PROBLEM REQUIREMENTS: In the records below, find the line holding "#define GL_ARB_sampler_objects 1" and the line holding "Hello and thanks". Set down both, with every line between them, exactly.

EXERCISE DATA:
PR #3461, opened 2020-09-08
Add const qualifier for parameter ImFontConfig of ImFont::AddGlyph

halx99:

PLEASE CAREFULLY READ:
https://github.com/ocornut/imgui/issues/2261

Explicit mark the parameter is const to let user know the API internal doesn't modify it, it's can fix some c++ project compiler issue which use c++ const qualifier when integrating with ```imgui```.


ocornut:
Thank you, I think this is safe so merged it. 
It's not only about "letting user know the API internal doesn't modify it" but "letting user know the API internal WILL NOT modify it IN THE FUTURE" so those consts need to be added judiciously.

PR #3464, opened 2020-09-09
Use ImGuiCol_HeaderActive color for selected framed tree node.

jpbrault:
This was already done if the selected node was hovered or held.

### DIFF
--- a/imgui_widgets.cpp
+++ b/imgui_widgets.cpp
@@ -5732,7 +5732,7 @@ bool ImGui::TreeNodeBehavior(ImGuiID id, ImGuiTreeNodeFlags flags, const char* l
     if (display_frame)
     {
         // Framed type
-        const ImU32 bg_col = GetColorU32((held && hovered) ? ImGuiCol_HeaderActive : hovered ? ImGuiCol_HeaderHovered : ImGuiCol_Header);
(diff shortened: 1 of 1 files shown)


ocornut:
Hello Jean-Philippe,

Thanks for the PR.
Could you clarify, how/why are you using the `ImGuiTreeNodeFlags_Selected` flag on a `CollapsingHeader()`/framed node ?

> This was already done if the selected node was hovered or held.

The code in the "unframed" path is actually different to yours so I'm not sure (it's using use `ImGuiCol_Header` color when not active nor hovered, whereas yours in the framed path always uses `ImGuiCol_HeaderActive`).

The thing is you are adding an extra state which is reusing an existing color, making it ambiguous.
(I think we are essentially missing color variations, but we can't take a decision there without clear use cases)

jpbrault:
Hi,

I have a tree that have collapsible & framed nodes that can be selected.
Right now, there is no colour difference when such node is selected compare to other collapsible & framed nodes in the tree.

I've just tested with the default colour scheme and I might have chosen the wrong colour enum here.
What I would want is something between the normal framed colour and the hovered one.

[example](https://github.com/ocornut/imgui/files/5233881/with.PR.changes.mp4.zip)

PR #3467, opened 2020-09-10
Fix for OpenGL<=3.2 + GLEW

jjwebb:
I'm using OpenGL 3.1 ES on a Raspberry Pi 4 and was getting a segfault at glBindSampler(). Using GLEW, #ifdef GL_SAMPLER_BINDING always evaluates to true because it is defined in glew.h even if sampler binding is not supported. In glew.h: 

/* ------------------------- GL_ARB_sampler_objects ------------------------ */

#ifndef GL_ARB_sampler_objects
#define GL_ARB_sampler_objects 1

#define GL_SAMPLER_BINDING 0x8919

Testing against imgui's own g_GlVersion variable to make sure OpenGL version is above 3.2 (after which sampler binding is supported) clears up this error.

### DIFF
--- a/examples/imgui_impl_opengl3.cpp
+++ b/examples/imgui_impl_opengl3.cpp
@@ -264,9 +264,11 @@ static void ImGui_ImplOpenGL3_SetupRenderState(ImDrawData* draw_data, int fb_wid
     glUniform1i(g_AttribLocationTex, 0);
     glUniformMatrix4fv(g_AttribLocationProjMtx, 1, GL_FALSE, &ortho_projection[0][0]);
     
+#if (!defined(IMGUI_IMPL_OPENGL_ES2) && !defined(IMGUI_IMPL_OPENGL_ES3))
     if(g_GlVersion > 320)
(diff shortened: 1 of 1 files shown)


ocornut:
Hello and thanks for this PR,
I am a little bit confused as to why you are using BOTH a check on `g_GlVersion` and a check on `IMGUI_IMPL_OPENGL_ES2/ES3` defines. Wouldn't only checking `g_GlVersion` be enough?

jjwebb:
Hi Omar,
That's what I had figured -- the first commit has just the check against g_Glversion, but the build check for Emscripten failed because the code got executed. I can't speak to why that is because I'm not using Emscripten, but the redundant check cleared up the problem. Admittedly it's a bit inelegant, but I figured since the first check is a preprocessor directive, it's not adding any additional complexity to the binary and might even remove some.

ocornut:
Thank you @jjwebb, this is now merged! (I added an intermediary define in there to mimic the vtxoffset one too)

TASK ANSWER:
#define GL_ARB_sampler_objects 1

#define GL_SAMPLER_BINDING 0x8919

Testing against imgui's own g_GlVersion variable to make sure OpenGL version is above 3.2 (after which sampler binding is supported) clears up this error.

### DIFF
--- a/examples/imgui_impl_opengl3.cpp
+++ b/examples/imgui_impl_opengl3.cpp
@@ -264,9 +264,11 @@ static void ImGui_ImplOpenGL3_SetupRenderState(ImDrawData* draw_data, int fb_wid
     glUniform1i(g_AttribLocationTex, 0);
     glUniformMatrix4fv(g_AttribLocationProjMtx, 1, GL_FALSE, &ortho_projection[0][0]);
     
+#if (!defined(IMGUI_IMPL_OPENGL_ES2) && !defined(IMGUI_IMPL_OPENGL_ES3))
     if(g_GlVersion > 320)
(diff shortened: 1 of 1 files shown)


ocornut:
Hello and thanks for this PR,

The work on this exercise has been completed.